* **Instructions for the task**
Each entry has to be reproduced in full, exactly as given.

* **Information**
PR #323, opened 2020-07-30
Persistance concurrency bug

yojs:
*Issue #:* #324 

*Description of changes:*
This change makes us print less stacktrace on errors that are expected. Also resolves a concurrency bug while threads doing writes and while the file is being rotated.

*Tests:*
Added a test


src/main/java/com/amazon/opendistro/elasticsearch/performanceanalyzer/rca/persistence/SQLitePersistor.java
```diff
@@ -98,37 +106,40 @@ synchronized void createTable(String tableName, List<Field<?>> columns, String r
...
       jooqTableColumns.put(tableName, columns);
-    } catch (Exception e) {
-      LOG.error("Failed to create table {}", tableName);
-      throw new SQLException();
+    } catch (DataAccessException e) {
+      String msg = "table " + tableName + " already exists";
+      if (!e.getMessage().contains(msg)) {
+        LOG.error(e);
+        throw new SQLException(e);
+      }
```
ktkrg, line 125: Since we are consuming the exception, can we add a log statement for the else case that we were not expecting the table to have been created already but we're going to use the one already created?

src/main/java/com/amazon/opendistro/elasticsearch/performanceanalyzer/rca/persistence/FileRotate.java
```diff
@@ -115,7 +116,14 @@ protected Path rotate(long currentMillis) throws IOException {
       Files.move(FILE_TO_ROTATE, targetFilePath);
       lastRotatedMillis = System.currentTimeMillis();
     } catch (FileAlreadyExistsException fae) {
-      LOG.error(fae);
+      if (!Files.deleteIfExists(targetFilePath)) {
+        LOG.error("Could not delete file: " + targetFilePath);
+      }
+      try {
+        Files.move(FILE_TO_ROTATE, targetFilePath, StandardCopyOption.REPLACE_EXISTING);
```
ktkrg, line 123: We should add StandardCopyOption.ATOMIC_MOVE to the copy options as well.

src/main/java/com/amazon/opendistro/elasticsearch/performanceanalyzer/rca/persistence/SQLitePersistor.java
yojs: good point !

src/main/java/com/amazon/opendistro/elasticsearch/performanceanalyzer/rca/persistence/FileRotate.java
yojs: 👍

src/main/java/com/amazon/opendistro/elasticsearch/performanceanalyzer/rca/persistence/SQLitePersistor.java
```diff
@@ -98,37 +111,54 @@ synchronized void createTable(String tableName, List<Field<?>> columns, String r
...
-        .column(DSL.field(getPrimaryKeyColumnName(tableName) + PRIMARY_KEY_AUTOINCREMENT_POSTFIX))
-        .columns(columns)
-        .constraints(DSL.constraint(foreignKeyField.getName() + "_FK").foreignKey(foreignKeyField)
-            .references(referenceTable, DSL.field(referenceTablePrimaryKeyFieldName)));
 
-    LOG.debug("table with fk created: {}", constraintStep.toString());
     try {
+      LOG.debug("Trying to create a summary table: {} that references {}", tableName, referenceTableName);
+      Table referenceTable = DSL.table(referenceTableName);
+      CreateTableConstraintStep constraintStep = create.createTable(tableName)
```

* **Task answer**
PR #323, opened 2020-07-30
Persistance concurrency bug

yojs:
*Issue #:* #324 

*Description of changes:*
This change makes us print less stacktrace on errors that are expected. Also resolves a concurrency bug while threads doing writes and while the file is being rotated.

*Tests:*
Added a test


src/main/java/com/amazon/opendistro/elasticsearch/performanceanalyzer/rca/persistence/SQLitePersistor.java
```diff
@@ -98,37 +106,40 @@ synchronized void createTable(String tableName, List<Field<?>> columns, String r
...
       jooqTableColumns.put(tableName, columns);
-    } catch (Exception e) {
-      LOG.error("Failed to create table {}", tableName);
-      throw new SQLException();
+    } catch (DataAccessException e) {
+      String msg = "table " + tableName + " already exists";
+      if (!e.getMessage().contains(msg)) {
+        LOG.error(e);
+        throw new SQLException(e);
+      }
```
ktkrg, line 125: Since we are consuming the exception, can we add a log statement for the else case that we were not expecting the table to have been created already but we're going to use the one already created?

src/main/java/com/amazon/opendistro/elasticsearch/performanceanalyzer/rca/persistence/FileRotate.java
```diff
@@ -115,7 +116,14 @@ protected Path rotate(long currentMillis) throws IOException {
       Files.move(FILE_TO_ROTATE, targetFilePath);
       lastRotatedMillis = System.currentTimeMillis();
     } catch (FileAlreadyExistsException fae) {
-      LOG.error(fae);
+      if (!Files.deleteIfExists(targetFilePath)) {
+        LOG.error("Could not delete file: " + targetFilePath);
+      }
+      try {
+        Files.move(FILE_TO_ROTATE, targetFilePath, StandardCopyOption.REPLACE_EXISTING);
```
ktkrg, line 123: We should add StandardCopyOption.ATOMIC_MOVE to the copy options as well.

src/main/java/com/amazon/opendistro/elasticsearch/performanceanalyzer/rca/persistence/SQLitePersistor.java
yojs: good point !

src/main/java/com/amazon/opendistro/elasticsearch/performanceanalyzer/rca/persistence/FileRotate.java
yojs: 👍

src/main/java/com/amazon/opendistro/elasticsearch/performanceanalyzer/rca/persistence/SQLitePersistor.java
```diff
@@ -98,37 +111,54 @@ synchronized void createTable(String tableName, List<Field<?>> columns, String r
...
-        .column(DSL.field(getPrimaryKeyColumnName(tableName) + PRIMARY_KEY_AUTOINCREMENT_POSTFIX))
-        .columns(columns)
-        .constraints(DSL.constraint(foreignKeyField.getName() + "_FK").foreignKey(foreignKeyField)
-            .references(referenceTable, DSL.field(referenceTablePrimaryKeyFieldName)));
 
-    LOG.debug("table with fk created: {}", constraintStep.toString());
     try {
+      LOG.debug("Trying to create a summary table: {} that references {}", tableName, referenceTableName);
+      Table referenceTable = DSL.table(referenceTableName);
+      CreateTableConstraintStep constraintStep = create.createTable(tableName)
```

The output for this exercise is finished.